Twisted Trilayer Graphene: a Precisely Tunable Platform for Correlated Electrons

TL;DR

This paper introduces twisted trilayer graphene with two twist angles as a tunable platform for studying correlated electron behaviors, revealing multiple magic angles where van Hove singularities enhance correlations.

Contribution

It develops a comprehensive low-energy electronic structure model for tTLG with arbitrary twist angles, uncovering the existence of multiple magic angles and the mechanisms behind van Hove singularity merging.

Findings

Identification of multiple magic angles in tTLG.

Demonstration of van Hove singularity merging mechanisms.

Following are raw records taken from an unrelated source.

PR #4140, opened 2024-08-05
AlwaysActive: force active-window state for sandboxed apps

love-code-yeyixiao:
The purpose of this submission is to allow sandboxed programs to always consider their windows to be the system's active window, thus indirectly permitting some games to run in the background.


Sandboxie/core/dll/gui.c
```diff
@@ -1668,6 +1668,19 @@ _FX LRESULT Gui_WindowProcW(
...
+	if (uMsg == WM_KILLFOCUS) {
+		if (SbieApi_QueryConfBool(NULL, L"AlwaysActive", FALSE))
+			return NULL;
+	}
+	if (uMsg == WM_ACTIVATE) {
+		if (SbieApi_QueryConfBool(NULL, L"AlwaysActive", FALSE))
+			if (wParam == WA_INACTIVE)
+				return 0;
+			else {
+				Gui_PervousActivedWindow = (HWND)hWnd;
```
offhub, line 1680:
```suggestion
				Gui_PreviousActiveWindow = (HWND)hWnd;
```

Sandboxie/core/dll/gui_p.h
```diff
@@ -519,7 +521,7 @@ extern WCHAR* Gui_BoxNameTitleW;
 extern ATOM Gui_DropTargetProp_Atom;
 extern ATOM Gui_WindowProcOldW_Atom;
 extern ATOM Gui_WindowProcOldA_Atom;
-
+extern HWND Gui_PervousActivedWindow = NULL;
```
offhub, line 524:
```suggestion
extern HWND Gui_PreviousActiveWindow = NULL;
```

Sandboxie/core/dll/guimisc.c
```diff
@@ -1707,3 +1716,18 @@ _FX void Gui_SwitchToThisWindow(HWND hWnd, BOOL fAlt)
 		return;
 	__sys_SwitchToThisWindow(hWnd, fAlt);
 }
+
+//---------------------------------------------------------------------------
+//Gui_GetActiveiWindow
+//---------------------------------------------------------------------------
+static HWND Gui_GetActiveWindow() {
+	if (SbieApi_QueryConfBool(NULL, L"AlwaysActive", FALSE))
+		return (Gui_PervousActivedWindow == NULL ? __sys_GetActiveWindow() : Gui_PervousActivedWindow);
```
offhub, line 1725:
```suggestion
		return (Gui_PreviousActiveWindow == NULL ? __sys_GetActiveWindow() : Gui_PreviousActiveWindow);
```

Sandboxie/core/dll/guimisc.c
```diff
@@ -1707,3 +1716,18 @@ _FX void Gui_SwitchToThisWindow(HWND hWnd, BOOL fAlt)
...
+	return __sys_GetActiveWindow();
+}
+
+static HWND Gui_GetForegroundWindow() {
+	if (SbieApi_QueryConfBool(NULL, L"AlwaysActive", FALSE))
+		return (Gui_PervousActivedWindow == NULL ? __sys_GetActiveWindow() : Gui_PervousActivedWindow);
```
offhub, line 1731:
```suggestion
		return (Gui_PreviousActiveWindow == NULL ? __sys_GetActiveWindow() : Gui_PreviousActiveWindow);
```

leonardo3dp:
Would there be a way to tell the application inside the sandbox that the mouse is always over the window?

leonardo3dp:
I couldn't make it work
SBIE2303 Could not hook GetActiveWindow (1)
SBIE2318 DLL initialization failed for 'user32.dll'

love-code-yeyixiao:
Found a problem, I'll deal with it later.












YeYixiao
***@***.***






---Original---
From: ***@***.***&gt;
Date: Fri, Jul 31, 2026 23:52 PM
To: ***@***.***&gt;;
Cc: ***@***.******@***.***&gt;;
Subject: Re: [sandboxie-plus/Sandboxie] AlwaysActive (PR #4140)




 
@Copilot commented on this pull request.
 
🟡 Not ready to approve
 
The current AlwaysActive WM_ACTIVATE suppression and HWND tracking can break correct activation semantics (especially intra-process/multi-thread UI) and should be tightened/validated before approval.
 
Once you've addressed the issues Copilot identified, you can request another Copilot review.
 
This review doesn't count toward merge requirements. Sign up for the private preview to control whether Copilot approvals count.
  Review details 
Suppressed comments (5)
 
Sandboxie/core/dll/gui.c:1768
  
Same issue as the WndProcW path: suppressing WA_INACTIVE for WM_ACTIVATE unconditionally can break normal intra-process window activation (lParam is the HWND being activated). Consider suppressing deactivation only when the new active window is outside the current process, and remove the commented-out WM_KILLFOCUS block.
  	//if (uMsg == WM_KILLFOCUS) { 	//	if (SbieApi_QueryConfBool(NULL, L"AlwaysActive", FALSE)) 	//		return FALSE; 	//} 	if (uMsg == WM_ACTIVATE &amp;&amp; Gui_AlwaysActive) { 		switch (LOWORD(wParam)) { 		case WA_INACTIVE: 			return 0; 		case WA_ACTIVE: 		case WA_CLICKACTIVE: 			Gui_PreviousActiveWindow = hWnd; 			break; 		} 	}  
Sandboxie/core/dll/gui.c:1689
  
The WM_ACTIVATE handler suppresses WA_INACTIVE unconditionally, which can leave multiple windows in the same process thinking they are active when switching between them (lParam points at the window being activated). Consider only suppressing deactivation when activation is moving to a window outside the current process, and remove the commented-out WM_KILLFOCUS block.
  
This issue also appears on line 1755 of the same file.
 	//if (uMsg == WM_KILLFOCUS) { 	//	if (SbieApi_QueryConfBool(NULL, L"AlwaysActive", FALSE)) 	//		return FALSE; 	//} 	if (uMsg == WM_ACTIVATE &amp;&amp; Gui_AlwaysActive) { 		switch (LOWORD(wParam)) { 		case WA_INACTIVE: 			return 0; 		case WA_ACTIVE: 		case WA_CLICKACTIVE: 			Gui_PreviousActiveWindow = hWnd; 			break; 		} 	}  
Sandboxie/core/dll/guimisc.c:1760
  
GetActiveWindow is defined as per-thread (active window for the calling thread’s message queue), but AlwaysActive tracks a single process-global Gui_PreviousActiveWindow that may be updated from a different UI thread. This can return the wrong HWND in multi-UI-thread apps; consider storing the previous active HWND in TLS/THREAD_DATA (and/or keying by idEventThread for WinEvent filtering).
  HWND Gui_PreviousActiveWindow = NULL; static HWND Gui_GetActiveWindow(void) { 	if (Gui_AlwaysActive &amp;&amp; Gui_PreviousActiveWindow) 		return Gui_PreviousActiveWindow; 	return __sys_GetActiveWindow();  
Sandboxie/core/dll/guimisc.c:1768
  
Gui_GetActiveWindow / Gui_GetForegroundWindow return Gui_PreviousActiveWindow without validating that the HWND is still valid. If the handle becomes stale (e.g., missed WM_NCDESTROY path), callers will get an invalid HWND; consider guarding with __sys_IsWindow (and falling back to the real API).
  static HWND Gui_GetActiveWindow(void) { 	if (Gui_AlwaysActive &amp;&amp; Gui_PreviousActiveWindow) 		return Gui_PreviousActiveWindow; 	return __sys_GetActiveWindow(); } static HWND Gui_GetForegroundWindow(void) { 	if (Gui_AlwaysActive &amp;&amp; Gui_PreviousActiveWindow) 		return Gui_PreviousActiveWindow; 	return __sys_GetForegroundWindow(); }  
Sandboxie/core/dll/gui_p.h:521
  
Gui_PreviousActiveWindow is shared across gui.c and guimisc.c but is declared as a local extern inside gui.c. Declaring it in gui_p.h (next to Gui_AlwaysActive) avoids hidden cross-file coupling and makes the interface explicit.
  extern BOOLEAN Gui_AlwaysActive;   
Files reviewed: 3/3 changed files
 
Comments generated: 0 new
 
Review effort level: Lite
   
We're testing this review assessment. Please use 👍 or 👎 to tell us if it's correct.
 
—
Reply to this email directly, view it on GitHub, or unsubscribe.
Triage notifications, keep track of coding agent tasks and review pull requests on the go with GitHub Mobile for iOS and Android. Download it today!

love-code-yeyixiao:
Currently, the game Plants vs. Zombies can still detect changes to the active window.

Fix: Now it works well.

love-code-yeyixiao:
> Would there be a way to tell the application inside the sandbox that the mouse is always over the window?

It might be possible to map cursor pos and movement with RawInput, but at least not in this PR.

love-code-yeyixiao:
Due to the special nature of sbiedll.dll, performing too many unload operations offers no benefit. When a process terminates, kernel objects such as hooks are reclaimed by the operating system kernel. Therefore, the suppressed suggestions from this Copilot are unnecessary—because under normal circumstances, they are simply not needed. There might be an extremely remote race condition issue, but that is inconsequential when the process is already destined to terminate.

Kizuno18:
I reviewed the current head (`8471104ff4823f158685d1f9eaee0b10aa433f9f`) and found a reproducible multi-UI-thread state bug in the AlwaysActive message handling.

When activation or focus moves from window A to window B on another UI thread in the same process, `Gui_AlwaysActiveMsg` correctly lets `WA_INACTIVE` / `WM_KILLFOCUS` pass through, but it leaves A in that thread's `gui_active_window` / `gui_focus_window` TLS cache. Because A remains a valid HWND, later `GetActiveWindow`, `GetFocus`, and `GetGUIThreadInfo` calls from the losing thread can still report A. The `WM_NCACTIVATE(FALSE)` path also suppresses A's nonclient deactivation without checking its documented `lParam` target, so an ordinary same-process switch can leave both captions looking active.

I prepared a narrow fix on top of this exact head:

- commit: https://github.com/Kizuno18/sbxie/commit/19c07b8e767d0f29c581608334b08455ddb056dc
- branch comparison: https://github.com/sandboxie-plus/Sandboxie/compare/AlwaysActive...Kizuno18:sbxie:codex/help-pr-4140

The fix clears only the losing thread's TLS entries for same-process transfers, uses the `WM_NCACTIVATE` target process to preserve normal internal caption changes, and returns the real foreground/thread information while the foreground still belongs to the process. External deactivation remains suppressed and keeps the cached state.

Validation: a deterministic MSVC `/W4 /WX` handler harness passed 10 assertions covering same-process and external activation, focus, and nonclient transitions. The Win32 `SandboxDll.sln` build compiled both changed production sources cleanly; the host then stopped at the existing resource dependency because `afxres.h` is unavailable in this Build Tools installation.

Follow-up: during the final integration review, I also removed the newly added `Gui_UninitMisc` teardown and its bookkeeping flag because `Gui_UninitMisc` has no caller and is not exported. This keeps the runtime hook behavior unchanged and avoids carrying a dead cleanup path: https://github.com/Kizuno18/sbxie/commit/c01ce8fa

Development of a general electronic structure model for tTLG.

Abstract

We introduce twisted trilayer graphene (tTLG) with two independent twist angles as an ideal system for the precise tuning of the electronic interlayer coupling to maximize the effect of correlated behaviors. As established by experiment and theory in the related twisted bilayer graphene system, van Hove singularities (VHS) in the density of states can be used as a proxy of the tendency for correlated behaviors. To explore the evolution of VHS in the twist-angle phase space of tTLG, we present a general low-energy electronic structure model for any pair of twist angles. We show that the basis of the model has infinite dimensions even at a finite energy cutoff and that no Brillouin zone exists even in the continuum limit. Using this model, we demonstrate that the tTLG system exhibits a wide range of magic angles at which VHS merge and the density of states has a sharp peak at the charge-neutrality point through two distinct mechanisms: the incommensurate perturbation of twisted bilayer graphene's flat bands or the equal hybridization between two bilayer moir\'e superlattices.